__Action item__. Each line with the word "Decoder" must appear in the answer, copied from the records.

[Records from a data collection]

^^^^^^^^^^^^^^^^

PR #250, opened 2026-02-06
feat: missing publickey error handling

heidar-stacks:
Show error with info when wallet key is unavailable during deposit


matteojug (approved):
LGTM, can you also add it to for the reclaim flow? We currently just error with `Please connect your wallet`

PR #258, opened 2026-04-20
fix: remove withdrawals paragraphs from ToC

adriano-stacks:
Use an online PDF diff tool to check for the delta there.


matteojug-stacks (approved):
PDF diff seems legit

djordon-stacks (approved):
Looks good

PR #5, opened 2019-08-22
Added mock infra and route externalization.

michaelkleinhenz:
This adds mocking commandline parameters and a best-practice approach on how to set test mode. It also externalizes the route service implementation and creates a first default "health" route. Also adds tests for services.


health/HealthService.go
```diff
@@ -0,0 +1,33 @@
+package health
```
alexeykazakov: Please use snake_case for filenames. It's a common practice if not the official convention.

health/HealthService.go
```diff
@@ -0,0 +1,33 @@
...
+
+// NewHealthService returns a new HealthService instance.
+func NewHealthService(isTestMode bool) *Service {
+	r := new(Service)
+	r.isTestMode = isTestMode
+	return r
+}
+
+// getHealthInfo returns the health info.
+func (s *Service) getHealthInfo() map[string]bool {
```
alexeykazakov: HTTP health check in k8s is based on the http response code. Not on the response body.
Any response between 200 and 400 will be considered as success. See https://kubernetes.io/docs/tasks/configure-pod-container/configure-liveness-readiness-probes/#define-a-liveness-http-request

We can encode some meaningful content as an extra information (for debugging, tests, or whatever reason) but we still have to return a proper response code.

PR #6, opened 2019-08-22
Scaffolding for Registration Service

tinakurian:
This PR adds basic support for configuration, testing and kubernetes api. 

Relates to: https://jira.coreos.com/browse/CRT-219


pkg/registrationserver/routes.go
```diff
@@ -0,0 +1,66 @@
+//go:generate go run -tags=dev pkg/static/assets_generate.go
```
michaelkleinhenz: This needs to be
```
//go:generate go run -tags=dev ../../pkg/static/assets_generate.go
```

michaelkleinhenz: ..it is always contextualized from the directory the directive is found. If you move `main.go` into `pkg`, this should also be moved back to `main.go` (and the path again updated).

pkg/static/assets_generate.go
```diff
@@ -14,7 +14,7 @@ func main() {
 		PackageName:  "static",
 		BuildTags:    "!dev",
 		VariableName: "Assets",
-		Filename:     "static/generated_assets.go",
+		Filename:     "pkg/static/generated_assets.go",
```
michaelkleinhenz: This needs to be 
```
Filename:     "../static/generated_assets.go",
```
as this contextualized from the source position. There may be also some changes to this when moving `main.go` into `pkg`.

Makefile
```diff
@@ -52,16 +52,16 @@ build-prod:
```
michaelkleinhenz: This did not work for me unless I change the `generate` line to 
```
go generate pkg/registrationserver/routes.go
```
to explicitly run the file with the `generate` comment. All of my other comments on the paths may be related to this. Imo this is weird, I would expect `go generate` to pick up all `generate` comments in the source, but for me, it looks like it is only looking at `main.go` (you can add `-v` to the `go generate` command to see which files it is looking at). In general, the asset generation is not working correctly for me with your changes. I can make it work by updating the paths (see other comments), but I guess there may be a better way. And with `main.go` moving into `pkg`, this needs update as well I guess.

pkg/registrationserver/health_check_handler.go
```diff
@@ -0,0 +1,13 @@
+package registrationserver
+
+import (
+	"encoding/json"
+	"net/http"
+)
+
+// HealthCheckHandler returns a default heath check result.
```
michaelkleinhenz: This needs more detailing and a mock mode. But I can adapt my PR for this after this one is merged.

pkg/registrationserver/registrationserver.go
```diff
@@ -0,0 +1,126 @@
...
+	Commit = "0"
+	// BuildTime set by build script in ISO 8601 (UTC) format:
+	// YYYY-MM-DDThh:mm:ssTZD (see https://www.w3.org/TR/NOTE-datetime for
+	// details)
+	BuildTime = "0"
+	// StartTime in ISO 8601 (UTC) format
+	StartTime = time.Now().UTC().Format("2006-01-02T15:04:05Z")
+)
+
+// AppServer bundles configuration, logging, and HTTP server objects in a single
```
michaelkleinhenz: This should be `RegistrationServer`.

pkg/registrationserver/routes.go
```diff
@@ -0,0 +1,66 @@
...
+// serve the SPA in the given static directory.
+type spaHandler struct {
+	Assets http.FileSystem
+}
+
+// ServeHTTP inspects the URL path to locate a file within the static dir
+// on the SPA handler. If a file is found, it will be served. If not, the
+// file located at the index path on the SPA handler will be served. This
+// is suitable behavior for serving an SPA (single page application).
+func (h spaHandler) ServeHTTP(w http.ResponseWriter, r *http.Request) {
```
michaelkleinhenz: I guess this one is never used...

main.go
```diff
@@ -1,77 +1,83 @@
...
-// HealthCheckHandler returns a default heath check result.
-func HealthCheckHandler(w http.ResponseWriter, r *http.Request) {
-	// default handler for system health
-	w.Header().Set("Content-Type", "application/json")
-	json.NewEncoder(w).Encode(map[string]bool{"alive": true})
-}
+	// listen concurrently to allow for graceful shutdown
+	go func() {
+		srv.Logger().Printf("Listening on %q...", srv.Config().GetHTTPAddress())
+		if err := srv.HTTPServer().ListenAndServe(); err != nil {
```
michaelkleinhenz: AFAIK, this has removed the SSL support...see `master`. I guess there should be a config directive each for certificate and key files and this line here should check whether to run in http or https mode. I also added an `insecure` config in `master`. The default would be https mode, with bail out when the cert and key files could not be found. If someone wants to run in http mode, that must be explicitly given. Makes it a bit more secure.

pkg/registrationserver/registrationserver.go
```diff
@@ -0,0 +1,126 @@
...
+import (
+	"log"
+	"net/http"
+	"os"
+	"strings"
+	"sync"
+	"time"
+
+	"github.com/codeready-toolchain/registration-service/pkg/configuration"
+	"github.com/gorilla/handlers"
```
michaelkleinhenz: This needs to be "handlers", not "Handlers". It produces weird issues, looks like they have some case sensitivity in there.

pkg/kubeclient/client_test.go
```diff
@@ -0,0 +1,13 @@
+package kubeclient
+
+import (
+	"github.com/stretchr/testify/assert"
+	"k8s.io/client-go/kubernetes/fake"
+	"testing"
+)
+
+func TestNewKubeClient(t *testing.T) {
```
michaelkleinhenz: I get this when running the tests:
```
# k8s.io/client-go/rest
../../../../pkg/mod/k8s.io/client-go@v11.0.0+incompatible/rest/request.go:598:31: not enough arguments in call to watch.NewStreamWatcher
        have (*versioned.Decoder)
        want (watch.Decoder, watch.Reporter)
FAIL    github.com/codeready-toolchain/registration-service/pkg/kubeclient [build failed]
```

michaelkleinhenz: ...but only after I did a `go get -u` and a `go mod tidy`. This refreshes the dependencies. Before that, the test was working for me.

pkg/kubeclient/client_test.go
```diff
@@ -0,0 +1,13 @@
+package kubeclient
+
+import (
+	"github.com/stretchr/testify/assert"
```
michaelkleinhenz: I needed to fetch this manually using `GO111MODULE=off go get -v k8s.io/client-go/kubernetes/fake`. I think this needs to be added to the dependency list in the `Makefile`.

pkg/configuration/configuration.go
```diff
@@ -0,0 +1,141 @@
+// Package configuration is in charge of the validation and extraction of all
+// the configuration details from a configuration file or environment variables.
+package configuration
+
+import (
+	"strings"
+	"time"
+
+	errs "github.com/pkg/errors"
+	"github.com/spf13/viper"
```
michaelkleinhenz: I also needed to fetch this manually using `GO111MODULE=off go get github.com/spf13/viper`. It *is* in go.mod though, so I don't know why this is not working. It worked from the beginning in the terminal as well. This is really a mess when the terminal behaves differently from the vscode language server.

pkg/health/health_check_handler.go
```diff
@@ -0,0 +1,46 @@
...
+func (srv *Service) HealthCheckHandler(w http.ResponseWriter, r *http.Request) {
+	// default handler for system health
+	w.Header().Set("Content-Type", "application/json")
+	healthInfo := srv.getHealthInfo()
+	if healthInfo["alive"].(bool) {
+		w.WriteHeader(http.StatusOK)
+	} else {
+		w.WriteHeader(http.StatusInternalServerError)
+	}
+	json.NewEncoder(w).Encode(healthInfo)
```
golangcibot: Error return value of `(*encoding/json.Encoder).Encode` is not checked (from `errcheck`)

michaelkleinhenz:
LGTM

pkg/configuration/configuration.go
```diff
@@ -0,0 +1,208 @@
...
+
+	varHTTPWriteTimeout = "http.write_timeout"
+	// DefaultHTTPWriteTimeout specifies the default timeout for HTTP writes
+	DefaultHTTPWriteTimeout = time.Second * 15
+
+	varHTTPReadTimeout = "http.read_timeout"
+	// DefaultHTTPReadTimeout specifies the default timeout for HTTP reads
+	DefaultHTTPReadTimeout = time.Second * 15
+
+	varHTTPInsecure = "http.insecure"
```
xcoulon: all these HTTPS/cert related variables are not needed (will run in HTTP inside the container, secured HTTPS connection will be handled at the cluster's edge router)

pkg/registrationserver/registrationserver.go
```diff
@@ -0,0 +1,126 @@
...
+	"github.com/gorilla/mux"
+	errs "github.com/pkg/errors"
+)
+
+var (
+	// Commit current build commit set by build script
```
xcoulon: this could be moved in the `configuration` pkg

pkg/registrationserver/registrationserver.go
```diff
@@ -0,0 +1,126 @@
...
+
+	logger      *log.Logger
+	routesSetup sync.Once
+}
+
+// New creates a new RegistrationServer object with reasonable defaults.
+func New(configFilePath string) (*RegistrationServer, error) {
+	srv := &RegistrationServer{
+		router: mux.NewRouter(),
+		logger: log.New(os.Stderr, "", 0),
```
xcoulon: do we need to log to `Stderr`?

pkg/registrationserver/registrationserver.go
```diff
@@ -0,0 +1,126 @@
+package registrationserver
```
xcoulon: I would suggest to use `server` as the pkg name, and `server.go` as the "main" file in this pkg. The repo is `registration-service`, so I believe there's no need to duplicate the `registration` term

pkg/testutils/unset_env_var_and_restore.go
```diff
@@ -0,0 +1,28 @@
+package testutils
```
xcoulon: this `testutils` package may not need to be a child of `pkg` (AFAIU, `pkg` is the "root" for the public packages)

pkg/configuration/configuration.go
michaelkleinhenz: Yes, but the SSL support is only a few lines (without the configuration options, it's actually <5 lines), and as this is more or less a scaffolding, I would actually leave it in. Maybe we need it when we're possibly re-using this scaffolding for other services.

pkg/registrationserver/registrationserver.go
michaelkleinhenz: Agree, those should be moved to the configuration package (though not the configuration options).

pkg/testutils/unset_env_var_and_restore.go
michaelkleinhenz: Agree, I guess this was just missed when the packages got moved around.

pkg/registrationserver/registrationserver.go
michaelkleinhenz: Good question. What is the best practice for a k8s application? Logging to stdout?

pkg/configuration/configuration.go
michaelkleinhenz: I would do that in the non-scaffolding part to keep the base open for any use. But to avoid more discussion here, I'll remove it.

pkg/kubeclient/client_test.go
```diff
@@ -0,0 +1,13 @@
...
+	"k8s.io/client-go/kubernetes/fake"
+	"testing"
+)
+
+func TestNewKubeClient(t *testing.T) {
+	k := KubeClient{}
+	k.CoreClient = fake.NewSimpleClientset()
+	assert.NotNil(t, k.CoreClient, "Kubecore client shouldn't be nil")
```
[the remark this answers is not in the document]
michaelkleinhenz: Nothing, but this is only scaffolding. There is no real boundary, but I would expect to have the actual k8s code and tests in CRT-72 instead of the scaffolding code. The goal here would be to just add the correct libs to the code and do as much as to confirm they are there and can be used.

pkg/health/health_check_handler.go
```diff
@@ -0,0 +1,50 @@
...
+	return r
+}
+
+// getHealthInfo returns the health info.
+func (srv *Service) getHealthInfo() map[string]interface{} {
+	m := make(map[string]interface{})
+	// TODO: this need to get actual health info.
+	m["alive"] = !srv.config.IsTestingMode()
+	m["testingmode"] = srv.config.IsTestingMode()
+	m["version"] = srv.config.GetVersion()
```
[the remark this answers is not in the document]
michaelkleinhenz: Ok, let's do this in a seperate PR outside of the scaffolding.

pkg/kubeclient/client.go
```diff
@@ -0,0 +1,39 @@
...
+
+	return getOpenshiftAPIConfig(host, bearerToken)
+}
+
+func getOpenshiftAPIConfig(host string, bearerToken string) rest.Config {
+	return rest.Config{
+		Host:        host,
+		BearerToken: bearerToken,
+		TLSClientConfig: rest.TLSClientConfig{
+			Insecure: true,
```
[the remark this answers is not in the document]
michaelkleinhenz: Yes. But remember, this is only bare scaffolding. It is only there to confirm we added the correct libs to the project and they are usable. I wouldn't expect any useful code here. Same for tests (see below).

main.go
```diff
@@ -1,120 +1,101 @@
...
-}
-
-// HealthCheckHandler returns a default heath check result.
-func HealthCheckHandler(w http.ResponseWriter, r *http.Request) {
-	// default handler for system health
-	w.Header().Set("Content-Type", "application/json")
-	json.NewEncoder(w).Encode(map[string]bool{"alive": true})
-}
+// Version is the service version
+const Version string = "0.0.1"
```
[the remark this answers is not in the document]
michaelkleinhenz: Fixed in 3f8a31b.

pkg/configuration/configuration.go
```diff
@@ -0,0 +1,219 @@
...
+	"strings"
+	"time"
+
+	errs "github.com/pkg/errors"
+	"github.com/spf13/viper"
+)
+
+var (
+	// Commit current build commit set by build script
+	Commit = "0"
```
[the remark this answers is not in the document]
michaelkleinhenz: Fixed in 3f8a31b. Values are now set at build time.

pkg/configuration/configuration.go
```diff
@@ -0,0 +1,219 @@
...
+	// BuildTime set by build script in ISO 8601 (UTC) format:
+	// YYYY-MM-DDThh:mm:ssTZD (see https://www.w3.org/TR/NOTE-datetime for
+	// details)
+	BuildTime = "0"
```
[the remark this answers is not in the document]
michaelkleinhenz: Fixed in 3f8a31b. Values are now set at build time.

main.go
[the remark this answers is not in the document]
michaelkleinhenz: ..and in 8e0bf9d.

pkg/configuration/configuration.go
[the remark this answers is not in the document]
michaelkleinhenz: ..and in 8e0bf9d.

pkg/configuration/configuration.go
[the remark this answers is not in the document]
michaelkleinhenz: ..and in 8e0bf9d.

pkg/health/health_check_handler_test.go
```diff
@@ -0,0 +1,101 @@
...
+		// We create a ResponseRecorder (which satisfies http.ResponseWriter) to record the response.
+		rr := httptest.NewRecorder()
+		// Our handlers satisfy http.Handler, so we can call their ServeHTTP method
+		// directly and pass in our Request and ResponseRecorder.
+		handler.ServeHTTP(rr, req)
+		// Check the status code is what we expect.
+		assert.Equal(t, rr.Code, http.StatusInternalServerError, "handler returned wrong status code: got %v want %v", rr.Code, http.StatusInternalServerError)
+		// Check the response body is what we expect.
+		var data map[string]interface{}
+		if err := json.Unmarshal(rr.Body.Bytes(), &data); err != nil {
```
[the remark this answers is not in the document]
michaelkleinhenz: Fixed.

pkg/health/health_check_handler_test.go
```diff
@@ -0,0 +1,101 @@
...
+			t.Fatal(err)
+		}
+		val, ok := data["version"]
+		assert.True(t, ok, "no version key in health response")
+		valString, ok := val.(string)
+		assert.True(t, ok, "returned 'version' value is not of type 'string'")
+		assert.Equal(t, valString, configRegistry.GetVersion())
+	})
+
+	t.Run("health in testing mode", func(t *testing.T) {
```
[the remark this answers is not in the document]
michaelkleinhenz: Fixed, that test was removed as the version field was removed from config anyway. See 8e0bf9d.

pkg/server/server.go
```diff
@@ -0,0 +1,114 @@
...
+// Router returns the app server's HTTP router
+func (srv *RegistrationServer) Router() *mux.Router {
+	return srv.router
+}
+
+// GetRegisteredRoutes returns all registered routes formatted with their
+// methods, paths, queries and names. It is a good idea to print this
+// information on server start to give you an idea of what routes are
+// available in the system.
+func (srv *RegistrationServer) GetRegisteredRoutes() (string, error) {
```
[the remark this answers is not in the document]
michaelkleinhenz: Fixed in 5c2d9b2.

pkg/unset_env_var_and_restore.go
```diff
@@ -0,0 +1,28 @@
...
+// In a test you can use this to temporarily set an environment variable:
+//
+//    func TestFoo(t *testing.T) {
+//        restoreFunc := testutils.UnsetEnvVarAndRestore("foo")
+//        defer restoreFunc()
+//        os.Setenv(key, "bar")
+//
+//        // continue as if foo=bar
+//    }
+func UnsetEnvVarAndRestore(key string) func() {
```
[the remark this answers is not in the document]
michaelkleinhenz: Fixed in 199eca3.

pkg/health/health_check_handler_test.go
```diff
@@ -45,41 +43,41 @@ func TestHealthCheckHandler(t *testing.T) {
 		// Check the response body is what we expect.
 		var data map[string]interface{}
 		if err := json.Unmarshal(rr.Body.Bytes(), &data); err != nil {
-			t.Fatal(err)
+			require.NoError(t, err)
```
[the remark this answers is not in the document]
michaelkleinhenz: I should really start reading the lines before and after the line in question :-)

pkg/server/server_test.go
```diff
@@ -0,0 +1,25 @@
...
+	// specific config params do not matter for testing the routes setup.
+	srv, err := registrationserver.New("../../example-config.yml")
+	require.NoError(t, err)
+
+	// setting up the routes.
+	err = srv.SetupRoutes()
+	require.NoError(t, err)
+
+	// check if there is an error when retriving the routes,
+	// note that the actual routes are tested elsewhere.
```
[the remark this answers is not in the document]
michaelkleinhenz: No, the routes test is a bit more complicated and is in `routes_test.go`. `server.go` sets up the server framework, `routes.go` sets up the routes, so I think it makes sense to test the two areas in seperate test files.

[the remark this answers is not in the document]
michaelkleinhenz: or we can just remove `server_test.go` as there is nothing that is not also tested in `routes_test.go` as well. But this is a scaffolding. There might be stuff added to `server.go` that needs testing later.

MatousJobanek:
May I have one proposal? Could we please split this PR to more PRs:
1. README, Dockerfile, gitignore
2. Makefile + configuration
3. Kubeclient (it's not used anywhere for now)
4. The rest

it would improve the code review. Is it possible @tinakurian @michaelkleinhenz ?

michaelkleinhenz:
@sbryzak I'll add the documentation here: https://github.com/codeready-toolchain/registration-service/pull/8. Will be there in ~1h.

sbryzak:
@tinakurian @michaelkleinhenz Alexey pointed me to [this issue](https://jira.coreos.com/browse/CRT-217) for which I understand there was a team discussion during one of the meetings that I was unable to attend due to timezone.  I've done some further evaluation today and would like to make an alternate suggestion to Gorilla.  It seems that Gin (Github repo [here](https://github.com/gin-gonic/gin)) is much more popular and under a lot more active development.  My research also seems to indicate that it is far more performant than Gorilla also, and the API looks simple and powerful.  I'd like us to consider switching to Gin as it seems like a safer choice of library.

michaelkleinhenz:
@sbryzak yes, we intentionally chose Gorilla over Goa (those were the two we looked at) as for Gorilla, there was considerable amount of experience in our group. It was already used in openshift.io and we took some existing code from Konrad's repositories.

For Gin: let's consider this, but get this one finished first. We also intentionally choose a "lightweight" framework instead of Goa as this enables us to easily switch between similar frameworks. A move from Gorilla to something like Gin should be doable in a reasonable amout of time (though not until next Tuesday). With Goa, we would have a much deeper vendor lock.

^^^^^^^^^^^^^^^^

__Solution for this exercise__.
        have (*versioned.Decoder)
        want (watch.Decoder, watch.Reporter)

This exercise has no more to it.